- _WHAT TO DO_
Please reproduce verbatim the lines below, from the first through the one with "Closes: #1103".

Collection entries:
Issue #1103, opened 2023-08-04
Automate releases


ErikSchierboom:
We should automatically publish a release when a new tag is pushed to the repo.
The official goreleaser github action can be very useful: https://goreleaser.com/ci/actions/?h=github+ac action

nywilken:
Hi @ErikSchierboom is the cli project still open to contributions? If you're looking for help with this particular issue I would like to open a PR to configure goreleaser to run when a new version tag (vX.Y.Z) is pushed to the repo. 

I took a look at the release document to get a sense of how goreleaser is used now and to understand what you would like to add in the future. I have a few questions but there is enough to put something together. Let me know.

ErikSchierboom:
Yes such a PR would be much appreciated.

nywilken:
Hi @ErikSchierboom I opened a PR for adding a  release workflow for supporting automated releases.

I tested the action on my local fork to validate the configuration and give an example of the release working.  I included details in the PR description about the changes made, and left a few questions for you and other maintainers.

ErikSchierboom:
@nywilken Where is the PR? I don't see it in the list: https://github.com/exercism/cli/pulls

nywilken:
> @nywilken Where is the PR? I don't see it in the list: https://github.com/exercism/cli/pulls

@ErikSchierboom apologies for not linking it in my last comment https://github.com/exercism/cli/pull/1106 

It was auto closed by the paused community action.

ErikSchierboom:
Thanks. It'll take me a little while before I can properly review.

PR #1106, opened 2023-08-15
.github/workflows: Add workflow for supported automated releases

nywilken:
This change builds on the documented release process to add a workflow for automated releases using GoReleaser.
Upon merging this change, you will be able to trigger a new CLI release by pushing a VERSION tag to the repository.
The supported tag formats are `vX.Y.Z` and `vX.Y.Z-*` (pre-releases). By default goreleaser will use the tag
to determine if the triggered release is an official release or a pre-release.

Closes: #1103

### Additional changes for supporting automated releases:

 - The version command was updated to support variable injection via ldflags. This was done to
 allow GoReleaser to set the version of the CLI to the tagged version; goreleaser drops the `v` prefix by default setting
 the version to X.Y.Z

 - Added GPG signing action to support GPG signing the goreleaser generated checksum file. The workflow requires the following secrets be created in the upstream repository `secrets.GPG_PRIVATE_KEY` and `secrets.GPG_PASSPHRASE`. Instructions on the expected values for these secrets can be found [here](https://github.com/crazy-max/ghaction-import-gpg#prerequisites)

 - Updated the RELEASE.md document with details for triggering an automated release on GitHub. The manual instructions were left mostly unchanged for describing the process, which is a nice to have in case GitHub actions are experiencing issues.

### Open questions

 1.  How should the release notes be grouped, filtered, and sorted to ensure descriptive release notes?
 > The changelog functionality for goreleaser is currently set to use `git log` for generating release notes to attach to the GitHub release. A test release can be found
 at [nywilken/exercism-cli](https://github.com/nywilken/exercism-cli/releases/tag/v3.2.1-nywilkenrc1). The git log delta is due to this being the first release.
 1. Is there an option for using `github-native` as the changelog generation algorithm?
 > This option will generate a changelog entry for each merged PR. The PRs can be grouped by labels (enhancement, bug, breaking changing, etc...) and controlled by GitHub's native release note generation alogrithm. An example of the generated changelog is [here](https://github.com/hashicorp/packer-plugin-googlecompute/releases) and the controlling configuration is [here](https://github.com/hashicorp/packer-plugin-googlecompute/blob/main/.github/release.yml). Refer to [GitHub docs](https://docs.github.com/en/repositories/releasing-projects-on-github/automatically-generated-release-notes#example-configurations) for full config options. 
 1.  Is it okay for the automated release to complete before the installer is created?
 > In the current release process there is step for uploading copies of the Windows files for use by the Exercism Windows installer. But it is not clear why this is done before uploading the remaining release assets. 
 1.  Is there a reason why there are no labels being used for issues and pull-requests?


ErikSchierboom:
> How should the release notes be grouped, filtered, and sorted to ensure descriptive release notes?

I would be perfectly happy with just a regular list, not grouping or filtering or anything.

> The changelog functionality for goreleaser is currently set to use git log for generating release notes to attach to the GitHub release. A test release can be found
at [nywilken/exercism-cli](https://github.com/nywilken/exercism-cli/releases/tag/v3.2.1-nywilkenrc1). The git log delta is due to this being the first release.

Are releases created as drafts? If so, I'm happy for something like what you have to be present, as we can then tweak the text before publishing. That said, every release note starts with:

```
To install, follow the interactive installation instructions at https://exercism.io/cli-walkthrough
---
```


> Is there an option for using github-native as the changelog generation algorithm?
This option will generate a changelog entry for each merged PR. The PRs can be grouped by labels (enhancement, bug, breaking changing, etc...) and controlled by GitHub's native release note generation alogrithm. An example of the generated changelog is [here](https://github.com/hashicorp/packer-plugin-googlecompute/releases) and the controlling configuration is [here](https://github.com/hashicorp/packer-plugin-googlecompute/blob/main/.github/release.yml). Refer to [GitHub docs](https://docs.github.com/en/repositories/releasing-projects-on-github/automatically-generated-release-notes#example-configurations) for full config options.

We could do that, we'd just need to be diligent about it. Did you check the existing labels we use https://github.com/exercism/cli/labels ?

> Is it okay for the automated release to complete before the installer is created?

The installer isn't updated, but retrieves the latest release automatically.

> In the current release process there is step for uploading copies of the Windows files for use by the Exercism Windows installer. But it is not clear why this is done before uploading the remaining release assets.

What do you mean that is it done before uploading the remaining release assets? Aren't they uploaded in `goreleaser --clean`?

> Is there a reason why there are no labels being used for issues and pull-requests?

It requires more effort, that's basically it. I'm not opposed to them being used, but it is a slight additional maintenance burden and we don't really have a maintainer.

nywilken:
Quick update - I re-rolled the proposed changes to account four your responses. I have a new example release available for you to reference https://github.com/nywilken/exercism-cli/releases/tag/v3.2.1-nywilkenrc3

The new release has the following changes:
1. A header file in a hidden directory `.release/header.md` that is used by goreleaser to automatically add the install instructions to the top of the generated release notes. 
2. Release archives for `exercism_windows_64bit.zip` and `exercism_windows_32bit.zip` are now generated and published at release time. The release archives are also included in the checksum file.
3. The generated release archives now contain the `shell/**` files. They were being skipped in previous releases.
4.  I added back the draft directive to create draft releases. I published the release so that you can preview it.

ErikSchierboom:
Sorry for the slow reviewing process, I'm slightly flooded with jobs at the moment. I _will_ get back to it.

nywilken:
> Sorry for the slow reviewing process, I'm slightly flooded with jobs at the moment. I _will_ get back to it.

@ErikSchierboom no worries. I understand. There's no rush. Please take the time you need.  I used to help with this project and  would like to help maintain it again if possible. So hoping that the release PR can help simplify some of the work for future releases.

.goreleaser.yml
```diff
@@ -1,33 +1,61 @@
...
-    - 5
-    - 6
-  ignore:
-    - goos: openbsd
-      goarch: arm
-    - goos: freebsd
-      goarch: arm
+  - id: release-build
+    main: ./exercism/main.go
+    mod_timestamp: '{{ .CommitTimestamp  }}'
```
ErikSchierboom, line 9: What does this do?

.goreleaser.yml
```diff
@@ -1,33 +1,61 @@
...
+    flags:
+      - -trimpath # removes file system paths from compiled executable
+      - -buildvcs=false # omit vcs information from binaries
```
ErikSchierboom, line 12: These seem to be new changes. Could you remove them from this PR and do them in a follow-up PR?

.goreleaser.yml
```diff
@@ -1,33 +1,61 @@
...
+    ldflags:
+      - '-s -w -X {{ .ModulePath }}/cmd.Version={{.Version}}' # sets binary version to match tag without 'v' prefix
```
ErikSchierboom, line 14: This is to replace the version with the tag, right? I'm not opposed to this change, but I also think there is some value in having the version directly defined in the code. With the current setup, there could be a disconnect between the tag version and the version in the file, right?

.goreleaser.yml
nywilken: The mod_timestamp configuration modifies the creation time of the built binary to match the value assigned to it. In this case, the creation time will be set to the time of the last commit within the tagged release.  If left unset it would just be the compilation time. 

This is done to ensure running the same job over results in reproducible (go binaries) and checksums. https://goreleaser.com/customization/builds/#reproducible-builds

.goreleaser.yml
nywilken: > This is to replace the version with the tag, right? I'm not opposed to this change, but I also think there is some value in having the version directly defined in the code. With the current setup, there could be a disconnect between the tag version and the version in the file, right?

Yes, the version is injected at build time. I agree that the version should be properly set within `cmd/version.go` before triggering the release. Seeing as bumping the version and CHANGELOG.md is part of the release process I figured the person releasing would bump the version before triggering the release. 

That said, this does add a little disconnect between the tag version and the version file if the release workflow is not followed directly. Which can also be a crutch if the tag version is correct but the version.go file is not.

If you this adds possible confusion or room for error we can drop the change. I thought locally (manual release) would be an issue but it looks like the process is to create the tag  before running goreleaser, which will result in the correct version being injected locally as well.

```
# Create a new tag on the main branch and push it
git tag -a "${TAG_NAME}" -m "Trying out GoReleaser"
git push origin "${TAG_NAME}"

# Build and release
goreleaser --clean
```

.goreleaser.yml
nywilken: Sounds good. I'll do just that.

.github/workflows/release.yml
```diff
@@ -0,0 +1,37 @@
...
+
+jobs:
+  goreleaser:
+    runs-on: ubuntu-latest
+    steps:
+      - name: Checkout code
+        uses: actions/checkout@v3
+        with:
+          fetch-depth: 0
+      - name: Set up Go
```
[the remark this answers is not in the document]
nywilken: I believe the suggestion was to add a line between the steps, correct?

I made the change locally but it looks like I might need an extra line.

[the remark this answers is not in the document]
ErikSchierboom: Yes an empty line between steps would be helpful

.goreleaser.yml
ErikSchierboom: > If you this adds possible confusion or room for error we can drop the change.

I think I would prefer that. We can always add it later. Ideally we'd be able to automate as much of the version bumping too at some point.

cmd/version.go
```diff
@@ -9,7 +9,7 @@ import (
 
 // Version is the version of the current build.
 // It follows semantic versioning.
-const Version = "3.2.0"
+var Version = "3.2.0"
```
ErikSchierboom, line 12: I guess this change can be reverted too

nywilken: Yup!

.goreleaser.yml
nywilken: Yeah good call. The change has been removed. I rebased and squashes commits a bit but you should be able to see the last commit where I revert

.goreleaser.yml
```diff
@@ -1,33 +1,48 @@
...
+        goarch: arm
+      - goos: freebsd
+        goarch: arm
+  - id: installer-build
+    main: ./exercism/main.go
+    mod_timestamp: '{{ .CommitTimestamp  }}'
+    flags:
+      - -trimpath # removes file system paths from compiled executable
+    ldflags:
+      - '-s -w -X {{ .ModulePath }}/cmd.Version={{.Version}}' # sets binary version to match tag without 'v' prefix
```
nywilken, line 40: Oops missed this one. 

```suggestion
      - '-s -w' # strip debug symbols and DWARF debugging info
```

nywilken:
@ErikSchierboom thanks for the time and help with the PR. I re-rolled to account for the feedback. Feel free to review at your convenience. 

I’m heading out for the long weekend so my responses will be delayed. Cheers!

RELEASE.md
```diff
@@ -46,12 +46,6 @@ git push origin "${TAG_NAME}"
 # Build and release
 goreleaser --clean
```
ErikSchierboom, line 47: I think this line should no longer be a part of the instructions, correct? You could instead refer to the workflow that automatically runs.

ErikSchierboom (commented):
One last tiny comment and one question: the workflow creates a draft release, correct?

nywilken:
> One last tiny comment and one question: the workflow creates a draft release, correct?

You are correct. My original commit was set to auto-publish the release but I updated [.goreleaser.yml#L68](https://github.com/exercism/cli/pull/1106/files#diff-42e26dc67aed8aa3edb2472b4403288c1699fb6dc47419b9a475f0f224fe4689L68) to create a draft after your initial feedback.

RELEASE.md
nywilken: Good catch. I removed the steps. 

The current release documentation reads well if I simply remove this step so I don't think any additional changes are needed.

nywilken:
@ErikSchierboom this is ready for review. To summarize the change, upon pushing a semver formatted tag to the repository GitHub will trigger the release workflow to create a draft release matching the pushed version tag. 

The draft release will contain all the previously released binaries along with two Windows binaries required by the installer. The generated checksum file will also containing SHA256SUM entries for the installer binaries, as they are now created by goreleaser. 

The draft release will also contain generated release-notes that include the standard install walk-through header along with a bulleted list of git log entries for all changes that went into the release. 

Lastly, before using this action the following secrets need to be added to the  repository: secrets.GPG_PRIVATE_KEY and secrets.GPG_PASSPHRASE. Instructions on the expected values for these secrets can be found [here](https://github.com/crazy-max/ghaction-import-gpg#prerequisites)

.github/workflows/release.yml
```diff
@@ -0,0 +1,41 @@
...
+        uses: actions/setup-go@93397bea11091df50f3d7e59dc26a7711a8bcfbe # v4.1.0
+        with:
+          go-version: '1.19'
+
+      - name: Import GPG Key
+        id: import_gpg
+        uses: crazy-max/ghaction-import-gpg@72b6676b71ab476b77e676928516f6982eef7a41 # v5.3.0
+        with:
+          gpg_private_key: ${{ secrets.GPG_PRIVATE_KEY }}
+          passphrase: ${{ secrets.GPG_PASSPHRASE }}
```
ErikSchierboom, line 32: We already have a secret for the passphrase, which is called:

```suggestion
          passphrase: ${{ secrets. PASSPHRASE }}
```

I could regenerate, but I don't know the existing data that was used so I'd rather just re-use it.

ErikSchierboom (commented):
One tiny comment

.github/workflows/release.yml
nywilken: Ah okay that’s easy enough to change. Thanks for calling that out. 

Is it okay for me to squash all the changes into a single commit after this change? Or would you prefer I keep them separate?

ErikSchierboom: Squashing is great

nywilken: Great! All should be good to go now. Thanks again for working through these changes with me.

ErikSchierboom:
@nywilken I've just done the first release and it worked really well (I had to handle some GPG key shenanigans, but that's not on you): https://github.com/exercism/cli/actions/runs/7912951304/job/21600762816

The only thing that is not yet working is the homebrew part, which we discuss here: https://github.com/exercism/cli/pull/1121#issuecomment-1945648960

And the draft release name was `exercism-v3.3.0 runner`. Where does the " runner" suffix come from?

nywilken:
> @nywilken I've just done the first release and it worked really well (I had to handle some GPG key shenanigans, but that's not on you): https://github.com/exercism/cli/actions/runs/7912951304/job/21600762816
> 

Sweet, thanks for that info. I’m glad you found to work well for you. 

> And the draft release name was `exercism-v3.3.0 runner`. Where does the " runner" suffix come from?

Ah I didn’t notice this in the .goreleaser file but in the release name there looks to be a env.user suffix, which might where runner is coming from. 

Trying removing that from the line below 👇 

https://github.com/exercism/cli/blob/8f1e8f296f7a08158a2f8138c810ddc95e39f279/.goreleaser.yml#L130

- _TASK ANSWER_
Issue #1103, opened 2023-08-04
Automate releases


ErikSchierboom:
We should automatically publish a release when a new tag is pushed to the repo.
The official goreleaser github action can be very useful: https://goreleaser.com/ci/actions/?h=github+ac action

nywilken:
Hi @ErikSchierboom is the cli project still open to contributions? If you're looking for help with this particular issue I would like to open a PR to configure goreleaser to run when a new version tag (vX.Y.Z) is pushed to the repo. 

I took a look at the release document to get a sense of how goreleaser is used now and to understand what you would like to add in the future. I have a few questions but there is enough to put something together. Let me know.

ErikSchierboom:
Yes such a PR would be much appreciated.

nywilken:
Hi @ErikSchierboom I opened a PR for adding a  release workflow for supporting automated releases.

I tested the action on my local fork to validate the configuration and give an example of the release working.  I included details in the PR description about the changes made, and left a few questions for you and other maintainers.

ErikSchierboom:
@nywilken Where is the PR? I don't see it in the list: https://github.com/exercism/cli/pulls

nywilken:
> @nywilken Where is the PR? I don't see it in the list: https://github.com/exercism/cli/pulls

@ErikSchierboom apologies for not linking it in my last comment https://github.com/exercism/cli/pull/1106 

It was auto closed by the paused community action.

ErikSchierboom:
Thanks. It'll take me a little while before I can properly review.

PR #1106, opened 2023-08-15
.github/workflows: Add workflow for supported automated releases

nywilken:
This change builds on the documented release process to add a workflow for automated releases using GoReleaser.
Upon merging this change, you will be able to trigger a new CLI release by pushing a VERSION tag to the repository.
The supported tag formats are `vX.Y.Z` and `vX.Y.Z-*` (pre-releases). By default goreleaser will use the tag
to determine if the triggered release is an official release or a pre-release.

Closes: #1103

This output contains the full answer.